“Just say you miss my dick and we’ll call it a day. And a date.” I could hear the waves crashing on the shore behind Bane. He was teaching at the surf club again. Jealousy prickled the back of my neck.
“I didn’t mean it like that.” I rolled my eyes. “I meant as a friend.”
“Yeah. Whatever. I’m here if you need me. Be strong against Daddy Delirious.”
My father had come back from Switzerland all smiles, which meant this particular mistress was a keeper. He didn’t even seem too bothered by the fact the iPad I’d stolen from Trent wasn’t connected to any of his accounts and was utterly useless. He just gave me another assignment, firing orders and not taking one goddamn moment to ask me how my meeting with Theo had gone that Saturday. Or how Mom was doing. Or if I’d taken her to the doctor because her meds were messing her up again.
Bane scoffed. “Fuck Jordan. You keep doing this thing, Edie, where you’re trying to hold the entire universe on your shoulders and sprint with it to the nearest safe haven. You can’t. It’s too heavy. You’ll collapse. Ever tried to see what’ll happen if you let go?”
“No.” I rubbed my face tiredly. “I’ll never let go.”
“Well, then you’ll never be free. Not this year, not next year, not fucking ever.”
The truth hit me in a sensitive place, right between my gut and my heart. Bane was right. My situation was hopeless.
The previous night, I’d cried into my pillow until the imprint of my face settled into it. Not gonna lie—it felt good. I’d tried to remind myself that breaking was necessary in order to rebuild yourself. Only problem was, I had no idea where to start and how to get out of this pickle.
“Talk later, Gidget.”
“Okay.”
He hung up first. Bane didn’t need to see my tears to know that I was tangled in suffocating wires of distress, but he hadn’t invited me out to initiate sex. He should have. I would have slept with him solely for the purpose of pissing off Rexroth, even if only in my twisted head.
And now I was in the office, on the fifteenth floor, at eight o’clock in the evening, about to do something I’d always considered a very hard limit.
Trespassing and burglary. I was looking at jail time if I ever got caught.
Everyone was long gone. It was Monday, one of those summer evenings where the whole world caved into happiness, vacationing or downing drinks at the beach. I relished the quiet, and the fact the next day was a Tuesday, and Tuesdays meant time with my precious Camila and Luna. The fact I got to skip all the dirty work I normally had to do around the office didn’t hurt.
Standing in front of Trent’s door was like facing a firing squad that aimed straight at my conscience. I was running out of ways to justify my behavior, even to myself.
I tried to reason with myself that I wasn’t actually ruining Trent’s life. Not actively, anyway. What was the worst thing that could happen? My father might manage to kick him off of the board of Fiscal Heights Holdings. Rexroth would still hold shares in the company. He would still be a millionaire and have his precious, precious money. He would likely be courted by other companies. So I’d be doing him a favor. He obviously had his priorities all wrong. He’d get to spend more time with Luna. He should fight for her, not with his money and nannies and a team of experts, but with his love.

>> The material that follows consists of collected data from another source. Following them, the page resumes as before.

PR #5755, opened 2023-07-20
fix(react-query): types for useSuspenseQuery

manudeli:
# Add types for useSuspenseQuery like useQuery
1. UseSuspenseQueryOptions
2. UseSuspenseQueryResult

### DIFF
--- a/packages/react-query/src/types.ts
+++ b/packages/react-query/src/types.ts
@@ -12,6 +12,7 @@ import type {
   QueryKey,
   QueryObserverOptions,
   QueryObserverResult,
+  QueryObserverSuccessResult,
   WithRequired,
 } from '@tanstack/query-core'
 
@@ -34,6 +35,16 @@ export interface UseQueryOptions<
 > extends WithRequired<
     UseBaseQueryOptions<TQueryFnData, TError, TData, TQueryFnData, TQueryKey>,
     'queryKey'
+  > {}
+
+export interface UseSuspenseQueryOptions<
+  TQueryFnData = unknown,
+  TError = DefaultError,
+  TData = TQueryFnData,
+  TQueryKey extends QueryKey = QueryKey,
+> extends Omit<
+    UseQueryOptions<TQueryFnData, TError, TData, TQueryKey>,
+    'enabled' | 'suspense' | 'throwOnError' | 'placeholderData'
   > {}
 
 export interface UseInfiniteQueryOptions<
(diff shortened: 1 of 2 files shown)


packages/react-query/src/types.ts
```diff
@@ -36,6 +37,16 @@ export interface UseQueryOptions<
...
 
+export interface UseSuspenseQueryOptions<
+  TQueryFnData = unknown,
+  TError = DefaultError,
+  TData = TQueryFnData,
+  TQueryKey extends QueryKey = QueryKey,
+> extends Omit<
+    UseQueryOptions<TQueryFnData, TError, TData, TQueryKey>,
+    'enabled' | 'suspense' | 'throwOnError' | 'placeholderData'
+  > {}
```
manudeli, line 48: I thought It would be better that useSuspenseQuery have its `QueryOptions` type and `Result` type like `UseQueryOptions`, `UseQueryResult` for useQuery

If useSuspenseQuery should be provided as an API of the same hierarchy as useQuery, I thought it would be better to provide the types(`UseSuspenseQueryOptions`, `UseSuspenseQueryResult`) in the same hierarchy.

packages/react-query/src/types.ts
```diff
@@ -65,6 +76,11 @@ export type UseQueryResult<
   TError = DefaultError,
 > = UseBaseQueryResult<TData, TError>
 
+export type UseSuspenseQueryResult<
+  TData = unknown,
+  TError = DefaultError,
+> = Omit<QueryObserverSuccessResult<TData, TError>, 'isPlaceholderData'>
```
manudeli, line 82: I thought If we don't have `enabled` option and have default `suspense` option, we don't have to use `DefinedUseQueryResult` containing unnecessary `QueryObserverRefetchErrorResult`.

```ts
type DefinedQueryObserverResult<TData = unknown, TError = DefaultError> = QueryObserverRefetchErrorResult<TData, TError> | QueryObserverSuccessResult<TData, TError>;
```

We just need only `QueryObserverSuccessResult` for useSuspenseQuery.
So we could type-narrow `isSuccess: false`, `error`, `isError: true` etc.

```ts
interface QueryObserverRefetchErrorResult<TData = unknown, TError = DefaultError> extends QueryObserverBaseResult<TData, TError> {
    data: TData;
    error: TError;
    isError: true;
    isPending: false;
    isLoadingError: false;
    isRefetchError: true;
    isSuccess: false;
    status: 'error';
}
interface QueryObserverSuccessResult<TData = unknown, TError = DefaultError> extends QueryObserverBaseResult<TData, TError> {
    data: TData;
    error: null;
    isError: false;
    isPending: false;
    isLoadingError: false;
    isRefetchError: false;
    isSuccess: true;
    status: 'success';
}
```

manudeli (commented):
I commented as my intention

manudeli:
GitHub workflows need to be fixed in [base branch](https://github.com/TanStack/query/pull/5739) first, and update branch is needed.

image

TkDodo (approved):

PR #5761, opened 2023-07-21
feat(codemod): add codemod that renames the `Hydrate` component usages to `HydrationBoundary` usages

balazsmatepetro:
Closes: https://github.com/TanStack/query/issues/5759


TkDodo:
can you add documentation to the upgrade guide please?

maybe it would also be good to have one way to run all migrations for v5, with one command?

balazsmatepetro:
> can you add documentation to the upgrade guide please?
> 
> maybe it would also be good to have one way to run all migrations for v5, with one command?

Sure, I will!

I tugged at my stupid, out-of-place hoodie, inhaling.
Retrieve the flash drive. I can do that.
Someone was vacuuming the carpeted boardroom while talking on the phone loudly in a foreign language. He was the only person on the floor, and he would never notice me. I was too far. Too hidden. Too careful.
Trent’s office was never locked. Paranoia and anxiety didn’t drive him like they did my father. But that didn’t mean the reception desk in front of his office wasn’t wired like the freaking Pentagon. I’d changed into my black hoodie and a pair of jeans in the bathroom, knowing he could easily spot me on the security camera and also knowing I was going to deny everything he’d accuse me of. For all everyone on the floor knew, I came in that day with a powder blue DKNY dress. Trent could say whatever he wanted—the security footage would show someone who looks nothing like me.
Head ducked down, hoodie covering my hair and face, I pushed the door to his office open in one go, ready to bolt to his desk.
Then froze, heart hammering in my throat.
The sound came to me before the visual. The dry jingle of bracelets hitting one another and skin slapping skin.